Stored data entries
▶

PR #213, opened 2025-01-20
Add location information propagation from FX module

LPanosTT:
Added a custom `ContextCache` class so I could override how `FxImporter` determines locations to get some rudimentary location information in the graph.

Some bindings for runtime API

Ensure that location information is dumped into the module string if
TT_RUNTIME_DEBUG=ON

### DIFF
--- a/tt_torch/csrc/tt-mlir-interface.cpp
+++ b/tt_torch/csrc/tt-mlir-interface.cpp
@@ -33,7 +33,6 @@
 #include "stablehlo/dialect/StablehloOps.h"  // from @stablehlo
 #include "stablehlo/transforms/Passes.h"     // from @stablehlo
 
-#define TTMLIR_ENABLE_STABLEHLO
 #include "ttmlir/Dialect/TTIR/Pipelines/TTIRPipelines.h"
 #include "ttmlir/Dialect/TTIR/Transforms/Passes.h"
 #include "ttmlir/Dialect/TTNN/Pipelines/TTNNPipelines.h"
@@ -92,7 +91,7 @@ std::string compileStableHLOToTTIR(std::string_view code) {
   }
   std::string buffer;
   llvm::raw_string_ostream os(buffer);
-  mlir_module.get()->print(os);
+  mlir_module.get()->print(os, mlir::OpPrintingFlags().enableDebugInfo());
   os.flush();
 
   return buffer;
@@ -150,7 +149,7 @@ compileTTIRToTTNN(std::string_view code) {
 
   std::string buffer;
   llvm::raw_string_ostream os(buffer);
-  mlir_module->print(os);
+  mlir_module->print(os, mlir::OpPrintingFlags().enableDebugInfo());
   os.flush();
 
   return std::make_tuple(binary, buffer);
--- a/tt_torch/dynamo/backend.py
+++ b/tt_torch/dynamo/backend.py
@@ -19,8 +19,10 @@ from tt_torch.tools.utils import (
 )
 
 import tt_mlir
-from torch_mlir.ir import Context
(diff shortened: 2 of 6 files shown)


tt_torch/csrc/tt-mlir-interface.cpp
```diff
@@ -33,7 +33,6 @@
 #include "stablehlo/dialect/StablehloOps.h"  // from @stablehlo
 #include "stablehlo/transforms/Passes.h"     // from @stablehlo
 
-#define TTMLIR_ENABLE_STABLEHLO
```
AleksKnezevic, line 36: Thank you!

tt_torch/dynamo/backend.py
```diff
@@ -39,10 +40,18 @@
 import tempfile
 
 
+class TTContextCache(ContextCache):
+    def get_node_location(self, node: torch.fx.Node) -> Optional[Location]:
+        return Location.name(node.name, context=self._c)
```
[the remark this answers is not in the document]
AleksKnezevic: I mean, I know what it does, but how does it work?

tt_torch/dynamo/backend.py
```diff
@@ -492,12 +501,27 @@ def _base_backend(gm: torch.fx.GraphModule, example_inputs, compiler_config):
     if compiler_config.compile_depth == CompileDepth.STABLEHLO:
         return executor
 
-    ttir = tt_mlir.compile_stable_hlo_to_ttir(module.operation.get_asm())
+    # Need to set enable_debug_info=True to get the location information for the ops in the asm string
+    ttir = tt_mlir.compile_stable_hlo_to_ttir(
+        module.operation.get_asm(enable_debug_info=True)
```
AleksKnezevic, line 506: Is this significantly slower? Can you try a largeish graph? If so, CI should have it disabled by default.

tt_torch/dynamo/backend.py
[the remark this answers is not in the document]
LPanosTT: The `FxImporter` carries a `ContextCache` object. To generate MLIR locations from the fx nodes, it queries the `ContextCache` using `get_node_location`. Since we currently lose the original file/line locations, the default `ContextCache.get_node_location` will return `loc(unknown)` for every node, which is undesirable.

tt_torch/dynamo/backend.py
```diff
@@ -492,12 +501,27 @@ def _base_backend(gm: torch.fx.GraphModule, example_inputs, compiler_config):
...
+    )
     if dump_intermediates:
         print("TTIR module", file=sys.stderr)
         print(ttir, file=sys.stderr)
 
+    def golden_callback(bin, callback_context, op_context):
```
AleksKnezevic, line 512: This probably belongs in the executor class.

tt_torch/dynamo/backend.py
LPanosTT: Seems to not be. I ran the compile of the simple mnist 1000 times with the debug info and 1000 times without.

1000 shlo --> ttir compiles with debug info took 2.58 seconds

1000 shlo --> ttir compiles without debug info took 2.51 seconds.

AleksKnezevic: try a larger graph.

LPanosTT: I had resnet50 compile from shlo all the way down to the flat buffer 5 times with debug info, and 5 times without.

With debug info the 5 compiles took 30.742 seconds, without debug info it took 30.681 seconds. So not a huge difference.

AleksKnezevic: Awesome, thanks for confirming. For some reason, in tt-mlir the debug strings took >95% of entire compilation time.

PR #215, opened 2025-01-21
Update ttnn md files through github actions

ddilbazTT:
Updated `.github/workflows/generate-ttnn-md.yml` so that generated md/json files are pushed after each nightly test.

This is a draft PR because I ran this branch with nightly tests using only 2 models so that it wouldn't clog jobs. In the branch commit history, you can see the md/json files being deleted then pushed after generated using nightly test. [link](https://github.com/tenstorrent/tt-torch/compare/main...refs/heads/ddilbaz/pages-workflow ) In the final PR, the only file changed will be `.github/workflows/generate-ttnn-md.yml`.

image


.github/workflows/generate-ttnn-md.yml
```diff
@@ -37,14 +42,37 @@ jobs:
...
+
       - name: Generate TTNN MD Files
         shell: bash
         run: |
           source env/activate
-          echo "${{ steps.strings.outputs.work-dir }}/tt_torch/tools/generate_md.py"
-          echo "${{ steps.strings.outputs.work-dir }}/results/models_op_per_op.xlsx"
           python ${{ steps.strings.outputs.work-dir }}/tt_torch/tools/generate_md.py --excel_path ${{ steps.strings.outputs.work-dir }}/results/models_op_per_op.xlsx --md_dir ${{ steps.strings.outputs.work-dir }}/docs/ops/ttnn --json_dir ${{ steps.strings.outputs.work-dir }}/docs/ops/ttnn
 
+      - name: Add and commit new files
```
AleksKnezevic, line 66: I don't think we should remove and commit each evening. That will clog git history and give us too many, mostly empty commits. I thin a better way would be to remove the old files, re-generate and use `git status` to see if there are any changes, and if there are commit and push.

AleksKnezevic (changes requested):

.github/workflows/generate-ttnn-md.yml
ddilbazTT: I changed it to something similar to what you recommended, I'm testing it with a single model now: [link](https://github.com/tenstorrent/tt-torch/actions/runs/12894068664)

vmilosevic (approved):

◀

DESCRIPTION OF THE TASK =>
All that belongs in your answer is the stretch of entries above from the line with "AleksKnezevic: Awesome, thanks" through the line with "each nightly test.", printed exactly.

SOLUTION =>
AleksKnezevic: Awesome, thanks for confirming. For some reason, in tt-mlir the debug strings took >95% of entire compilation time.

PR #215, opened 2025-01-21
Update ttnn md files through github actions

ddilbazTT:
Updated `.github/workflows/generate-ttnn-md.yml` so that generated md/json files are pushed after each nightly test.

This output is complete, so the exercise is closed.